UCSF

Genome-wide association studies (GWAS) have linked various complex diseases to many dozens, sometimes hundreds, of individual genomic loci. Since these are generally of small effect and may lack both functional annotations and an obvious relation to other disease-associated regions, they are difficult to place in a functional context that advances our understanding of the disease. When considered only in isolation, disparate collections of trait associations provide little mechanistic insight. Thus, there is a pressing need for computational methods that use genome-wide molecular data to aggregate GWAS associations and extract functional insight from seemingly unrelated SNPs. To this end, we recently introduced Sherlock, a Bayesian method that detects gene-disease associations through pattern matching between eQTL results and the the full set of GWAS loci (He et al., 2013). Here we review the Bayesian formulation and present Empirical Sherlock, a robust, parameter-free approach to detecting associations between various molecular functions and GWAS traits.
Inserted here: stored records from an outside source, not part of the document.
Issue #1491, opened 2022-04-12
Safekeepers sync is slow when EC2 safekeeper instance is down


petuhovskiy:
Cluster `bold-pond-326774` from staging had a failed operation `start_compute` at Apr 12, 2022 12:35 PM (GMT+3). Seems that operation failed because safekeepers syncing took more than 2 minutes. [logs](https://observer.zenith.tech/d/IJSLHBOnk/zenith-logs-compute-nodes?orgId=1&var-environment=staging&var-instance=All&var-search=bold-pond-326774&var-exclude=assign%20requested&from=1649756018244&to=1649757002651)

My theory is that we have a problem somewhere near `--sync-safekeepers` exit criteria:
https://github.com/neondatabase/postgres/blob/61afbf978b17764134ab6f1650bbdcadac147e71/src/backend/replication/walproposer.c#L2016-L2018

More specifically, we're waiting for safekeeper in connecting state until TCP timeout happens. This is not reproduced in tests because localhost is always up.

arssher:
Since walproposer uses libpq in async way, we should manually implement `connect_timeout` behaviour of libpq. Or just wait for pageserver to choose safekeeper to fetch WAL from properly.

For the record, currently this occurs on old clusters in staging because they try to reach dead safekeeper as their config is not updated.

PR #1515, opened 2022-04-15
Bump vendor/postgres to add safekeeper connection timeout.

arssher:


petuhovskiy (approved):
LGTM. Will help with https://github.com/neondatabase/neon/issues/1491, sync shouldn't take more than 5 seconds now. But I think issue should be still open until we remove check for SS_OFFLINE state, so sync will not take more than several RTT to finish.

SomeoneToIgnore:
Not sure if related, but the one of the debug jobs on `main` had failed recently with some new (to me) timeout error: https://app.circleci.com/pipelines/github/neondatabase/neon/5575/workflows/ae913a10-d10a-458f-8b3a-aca6c9482de9/jobs/53909

on unrelated changes.

Looks flacky, since previous PRs today did not have such errors.

arssher:
Definitely not related. This PR adds connection timeout on conn attempt to safekeeper, which is logged and that never occured in failure above -- there massive insert times out. `conn_options` sets 2m timeout on any query in our tests, and on my machine that insert takes 70s, so it looks like we need either make insert less massive or increase timeout.

What I don't immediately understand is why that test on my machine always fails with `psycopg2.errors.UndefinedTable: relation "t" does not exist`...

PR #1516, opened 2022-04-15
Use the same version of `rust-postgres` everywhere.

funbringer:
Turns out we still had a stale dep in `compute_tools`.


SomeoneToIgnore (approved):
Nice, had see those double compilations for quite a while, thanks for taking the time to check on that.

Issue #2722, opened 2022-10-31
Large number of threads in a safekeeper


petuhovskiy:
In one of our environments, safekeeper processes have reached 3000 active threads. After restart, most of the threads are gone, but there was still one safekeeper with >2000 threads left.

I collected some numbers from that environment and a particular safekeeeper with a large number of threads:
- 97 active projects (in env)
- 108 compute nodes running (in env)
- 195 active timelines in safekeepers
- 1035 connections from pageservers to safekeeper
  - there are 2 active pageserver, connections between them are split evenly (about ~500 from each)
- 2070 threads in safekeeper
  - half of the threads are `HotStandbyFeedback thread`
  - other half is corresponding threads for WAL streaming

The first issue derived from these numbers is non-matching numbers on different levels:
- 108 computes
- 195 active timelines
- 1035 replication connections

We usually expect a number of computes to match the number of active timelines and active replication streams from pageserver. Currently the picture is different, and we have ~x10 of replication streams.
The most probable cause of this issue is that we don't break connections when timeline becomes inactive in safekeeper, but I'm not sure.
- [x] Stop START_REPLICATION connections after compute stops

Another issue is a large number of threads. Once we will hit a number of 4096 active threads, we may start getting errors from one of our used Rust library, which doesn't support more than 4096 threads. We can completely fix the threads issue when we switch to async.
- [ ] Switch all safekeeper code to use async

In theory, we can also exhaust IP ports when we will have ~32000 connections, but we're not there yet.

antonyc:
> but there was still one safekeeper with >2000 threads left.

I did not touch this safekeeper (sk-2), because it did not hit the threshold.

arssher:
Thanks for collecting data.

> Stop START_REPLICATION connections after compute stops

Indeed, it was broken.

> Once we will hit a number of 4096 active threads, we may start getting errors 

I'd raise that limit actually anyway.

PR #2747, opened 2022-11-03
Fix sk->ps walsender shutdown on sk side on caughtup.

arssher:
This will fix many threads issue, but code around still awfully wants improvement.

https://github.com/neondatabase/neon/issues/2722

### DIFF
--- a/safekeeper/src/timeline.rs
+++ b/safekeeper/src/timeline.rs
@@ -555,13 +555,20 @@ impl Timeline {
         if self.is_cancelled() {
             return true;
         }
-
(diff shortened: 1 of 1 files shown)


petuhovskiy (approved):
Not sure if this will fix the issue and also don't like the code, but let's deploy this to staging to see what will happen.

Also I think we need to use `is_active` and be more careful with `Lsn::INVALID`, `Lsn::MAX`, `Lsn(0)` and similar cases, because right now it seems like we have a bug and something bad can happen with such Lsn's.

It uses an empirically-derived null distribution to associate subsets of GWAS loci, grouped by their relevance to a particular molecular function, with the GWAS trait. The method is easily generalizable to most any genome-wide functional characterization (e.g. DNA methylation, transcription factor binding, etc.), in addition to eQTL. By avoiding null distributions that assume a particular theoretical form for the input GWAS, Empirical Sherlock yields results are resistant to false discovery due to inflation of the output p-values. The core method requires no tunable parameters or prior probabilities and, when used with eQTL, permits an adjustment for pleiotropic SNPs that control the expression of many genes. In addition, Empirical Sherlock calculates significance directly, avoiding the inherent limitations of permutation-based tests. As we demonstrate using moderately-powered GWAS for Crohn's disease, type 2 diabetes, and Schizophrenia, it detects gene associations that are either validated through better-powered GWAS or supported by independent literature.